--- DATA PROVIDED Enclosed Below ---

PR #10857, opened 2026-02-10
mv: handle FIFOs inside directories during cross-partition move

ChrisDryden:
There was a new test added to the gnu mv suite that validates the behavior that for FIFO's when copied across partitions that they stay FIFO's. This should fix `test/mv/mv-special-1`

### DIFF
--- a/tests/test_util_name.rs
+++ b/tests/test_util_name.rs
@@ -235,3 +235,17 @@ fn test_musl_no_dynamic_deps() {
         stdout
     );
 }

--- End of Enclosed DATA PROVIDED ---

EXERCISE OBJECTIVE.
Return exactly the lines in the records above, beginning with the one that holds "There was a" and ending with the last.

YOUR RESPONSE.
There was a new test added to the gnu mv suite that validates the behavior that for FIFO's when copied across partitions that they stay FIFO's. This should fix `test/mv/mv-special-1`

### DIFF
--- a/tests/test_util_name.rs
+++ b/tests/test_util_name.rs
@@ -235,3 +235,17 @@ fn test_musl_no_dynamic_deps() {
         stdout
     );
 }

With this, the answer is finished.